Change Data Capture With SnapLogic

I frequently get asked by customers - does SnapLogic support Change Data Capture (CDC)? My response usually is - what does CDC mean to you? What are you looking to do?

While there are a few organizations that are looking to do CDC in the traditional sense (log scraping etc) many of these customers are looking to optimize data movement by only moving records that have changed since the last move.

Especially in the context of SFDC, Workday or other SAAS applications, CDC in the traditional sense implemented via techniques like log scraping makes limited sense.

As a result, SnapLogic’s approach outlined below becomes especially relevant in these contexts.

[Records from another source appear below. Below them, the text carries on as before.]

PR #678, opened 2020-03-26
Add a deploy step if the build is green

yob:
A step towards continuously deploying the docs site to fargate.

I assume this might take a few cycles to get right, but hopefully this is a good start. We're still feeling out way with fargate, so I've based this on the way we deploy site.

There seems to be rough consensus that we want to store the basic task definition inside the code repo (or at least, the key parameters that will vary over time. Like CPU, memory, and image).

It's not yet clear what our ideal tooling around that will look like. I assume we'll eventually want something more capable than a shell script. However, until we settle on what that future looks like I've emulated the way we deploy site to ECS. At least when we do decide on more capable tooling, we can migrate docs and site in the same way.


toolmantim:
This is awesome!

I was hoping we'd use https://github.com/buildkite-plugins/ecs-deploy-buildkite-plugin and then backport site to use what docs does 😅 That plugin was actually extracted out of the site shell code, but then we never switched to actually using it. But I don't mind either way TBH!

yob:
oh nice, I didn't realise that plugin existed.

Using plugins for deploy steps makes me a bit nervous because it masks the steps slightly harder to run manually during an incident.

Still, I'm still in a total exploration mode so I'll give it a go.

yob:
There's no way to know if this will work until we try it (and there's no impact on production), so I'm going hit the green button and watch the result.

PR #1172, opened 2021-09-28
Add warning not to edit the files that are auto generated

keithduncan:
Remains to be seen how this affects the eventual markdown to html pipeline.


keithduncan:
This does end up being passed through to the resulting HTML but I don’t think it causes any problems:
Screenshot 2021-09-28 at 14 52 32

plaindocs (approved):
YOU STAR!

PR #1174, opened 2021-09-29
Add GA Universal tracking ID

toolmantim:
Adds the tracking code for our Google Universal Analytics property


toolmantim:
Given the relatively small scope of this, I'm just going to merge so we can get stuck into testing it!

plaindocs:
Sounds good!

PR #1179, opened 2021-10-03
Update elastic_ci_aws.md.erb

paulca:
I tried the example policy and IAM didn't like it.

I used the visual editor, and it added 3x `:::` semi-colons before the resource name.


plaindocs (approved):
Hi @paulca :wave: 

Yeah, that checks out, thanks for the fix!

PR #1189, opened 2021-10-11
Escape the emoji syntax in a YAML codeblock

keithduncan:


keithduncan:
Renders correctly now:

Screenshot 2021-10-11 at 11 09 24

PR #1190, opened 2021-10-11
Fix sidebar highlight for new AWS pages

keithduncan:
The docs I’ve added for AWS aren’t highlighting in the sidebar when you navigate to this, this fixes the link paths so that they show up highlighted:
- CloudFormation service role
- AWS Secrets Manager


keithduncan:
I’m going to merge this as a non-words change, but as always let me know if you’d rather I hadn’t 😄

Our approach is to enable Query based CDC, that assumes the existence of a ‘last updated’ timestamp field in the source data that we can compare against.

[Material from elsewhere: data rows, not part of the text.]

PR #1222, opened 2021-11-02
signed pipelines updated

nikwek:
This is an attempt to give the tool a slightly more positive spin. The previous version makes it sound like it would be a terrible idea to use it. SEEK use it in production. 
Given that we will eventually take it over, we can afford to be more positive about it. 
Let me know what you think.

### DIFF
--- a/pages/agent/v3/securing.md.erb
+++ b/pages/agent/v3/securing.md.erb
@@ -107,7 +107,7 @@ done
 
 ## Signing pipelines  
 
-If using plugins is crucial to your workflow, but you would still like to preserve strong security guarantees, take a look at [buildkite-signed-pipeline](https://github.com/seek-oss/buildkite-signed-pipeline) tool. It is an experimental reference implementation that adds extra security guarantees around Buildkite’s jobs by allowing to sign the uploaded pipelines with a secret shared by all agents. You can use it as an inspiration to build a similar tool that meets your needs, and it not recommended to use this tool 'as is' in a production setting.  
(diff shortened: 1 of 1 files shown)


pages/agent/v3/securing.md.erb
```diff
@@ -107,7 +107,7 @@ done
 
 ## Signing pipelines  
 
-If using plugins is crucial to your workflow, but you would still like to preserve strong security guarantees, take a look at [buildkite-signed-pipeline](https://github.com/seek-oss/buildkite-signed-pipeline) tool. It is an experimental reference implementation that adds extra security guarantees around Buildkite’s jobs by allowing to sign the uploaded pipelines with a secret shared by all agents. You can use it as an inspiration to build a similar tool that meets your needs, and it not recommended to use this tool 'as is' in a production setting.  
+If using plugins is crucial to your workflow and you would still like to preserve strong security guarantees, take a look at the [buildkite-signed-pipeline](https://github.com/seek-oss/buildkite-signed-pipeline) tool. This tool allows uploaded steps to be signed with a secret shared by all agents, so that plugins can run without any concerns of tampering by third-parties. Disclaimer: This functionality is not officially supported by Buildkite; use it at your own risk.
```
karensawrey, line 110:
```suggestion
If using plugins is crucial to your workflow and you would still like to preserve strong security guarantees, take a look at the [buildkite-signed-pipeline](https://github.com/seek-oss/buildkite-signed-pipeline) tool. This tool allows uploaded steps to be signed with a secret shared by all agents, so that plugins can run without concerns of tampering by third parties. Disclaimer: This functionality is still in experimental stage. 
```

plaindocs (approved):

plaindocs:
Thanks @nikwek

karensawrey (changes requested):
I suggest we tone down the mentions of risk in the PR. Otherwise - thanks for hugely improving the original description!!

karensawrey:
Oops, this one got merged a few seconds too early (literally). All the suggested changes were then merged in via https://github.com/buildkite/docs/pull/1223 so nothing needs to be done here anymore.
Thanks again, @nikwek!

Below is an example of query based CDC implemented within a SnapLogic pipeline, that extracts Account objects from Salesforce that have changed since the last move, and loads into SQL Server. The subsequent pipeline implements the reverse data movement - from SQL Server to Salesforce.

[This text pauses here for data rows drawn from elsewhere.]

PR #1224, opened 2021-11-02
Removing the disclaimer for the pipeline signing tool

karensawrey:


karensawrey:
The disclaimer was misleading and got removed.

PR #1225, opened 2021-11-03
WIP Analytics docs (DOC-153)

plaindocs:
DOC-153


pages/analytics/integrations.md.erb
```diff
@@ -0,0 +1,379 @@
...
+The following envionrment variables are generated by Test Analytics and can be used in your build.
+
+* `BUILDKITE_ANALYTICS_KEY` - a unique key for the build that initiated the Test Analytics run.
+* `BUILDKITE_ANALYTICS_URL` - a URL that links to the build
+* `BUILDKITE_ANALYTICS_BRANCH` - the branch or ref that this run is for
+* `BUILDKITE_ANALYTICS_SHA` - the commit sha for the head of the branch
+* `BUILDKITE_ANALYTICS_NUMBER` - the build number of the build
+* `BUILDKITE_ANALYTICS_JOB_ID` - the id of a job within the build
+* `BUILDKITE_ANALYTICS_MESSAGE` - the commit message for the head of the branch.
+
```
niceking, line 79: These environment variables aren't generated *by* Test Analytics (and there's also a typo in environment!) 

These environment variables need to be provided *to* Test Analytics. In the rspec-buildkite-analytics gem we use the following Buildkite env variables for these values:
https://github.com/buildkite/rspec-buildkite-analytics/blob/77a6f29ef8fe9232e2c13649980a841dd16247ae/lib/rspec/buildkite/analytics/ci.rb#L52-L62

Providing these env variables are important for the full TA experience (like the branch filtering on the pages) but none of them are strictly required by the JUnit or JSON API other than the `BUILDKITE_ANALYTICS_KEY`. I think maybe it needs to be communicated that sensible values need to be used for these if coming from another CI?

plaindocs: Cheers @niceking 

I get the suboptimal experience part, it's the same for the JSON ingestor, right? But if you're using RSpec it's sufficient to make sure the envionment variables exist, and they will be picked up, you don't need to pass them directionly, is what we're saying?

niceking: If you're using RSpec AND Buildkite, yeah they'll get picked up automatically. But if you're using RSpec and another CI tool, then you'll have to pass them/put them in an ENV file/however you deal with ENV variables

meiqimichelle:
Just noticed a thing: the url should probably be `/test-analytics` rather than `/analytics` to match the marketing we're doing, and also because there are likely to be other sorts of analytics in our future (such as build analytics and/or agent analytics).

meiqimichelle:
@plaindocs does this still need review, or can this be merged? We've shipped the JSON API 🎉

meiqimichelle (approved):
LGTM 🚀

PR #1228, opened 2021-11-04
Fixing broken emoji syntax

karensawrey:


karensawrey:
That was _not_ a typo.

PR #1241, opened 2021-11-09
Nested UL formatting

plaindocs:
Something like this should work?


plaindocs:
Looks ok for now, might need some finessing by @lachlanhardy another day, but good enough for today.
image

karensawrey (approved):
LGTM.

Part 1: Synchronize Salesforce to SQL Server:

This pipeline maintains the last read timestamp in a file on SLDB. The pipeline flow starts by reading the timestamp along the top path of the pipeline, and running a few sanity checks on the timestamp (data type, null value etc).

It then makes a copy of the timestamp and passes into SFDC account read (to be passed through downstream with the results of the read).

Along the top path, the pipeline then captures the current timestamp, formats and writes back to the timestamp file as the new most recent CDC time.

Along the bottom path, the timestamp is compared with a last_modified field in the SFDC account object which captures the last time when a given object changed. If the last_modified value is greater than the value of our timestamp, we keep the record, else discard it.

At the output of the filter, we now have a list of only the records that have changed since the last time we moved data from SFDC to SQL Server.

Part 2: Synchronize SQL Server to Salesforce

The reverse pipeline that implements timestamp based CDC from SQL Server to salesforce is shown below. The logic here is identical to before.

These pipelines can be run either in a periodic polling mode, or can be triggered based on some event in the source system.

Pipelines explained in this topic:
Sync SS-SF w Timestamp_2016_07_15 (1).slp (16.0 KB)

Sync SF-SS w Timestamp_2016_07_15.slp (15.8 KB)

1 Like

Concept is good but how can we make sure to update timestamp only when bottom path is successful?

@Piyush, I usually do something similar to this: I add an Error output to the bottom flow (Load SFDC) and add an Exit Snap to that Error output. As well, I break the top flow to link to the Union Snap that is linked to the Exit Snap. I also add notification logic (a reusable, nested Pipeline) to the Error output, but that’s not required to address your question.

The Exit snap will not produce a document if there is not an error, so the top flow will continue through the Union to the Update Timestamp without interference. Otherwise, if there is an error on the Load SFDC snap, the “notification logic” will send notification and the Exit snap will halt the pipeline before the Union can proceed to the Update Timestamp Snap…

Replying to my own post… You need to test… It seems like I had one case where I needed to add a Sort at the end of the Union to make sure all processing prior to the Union completed to allow the Exit to work before moving forward, but I can’t think or find that case right now.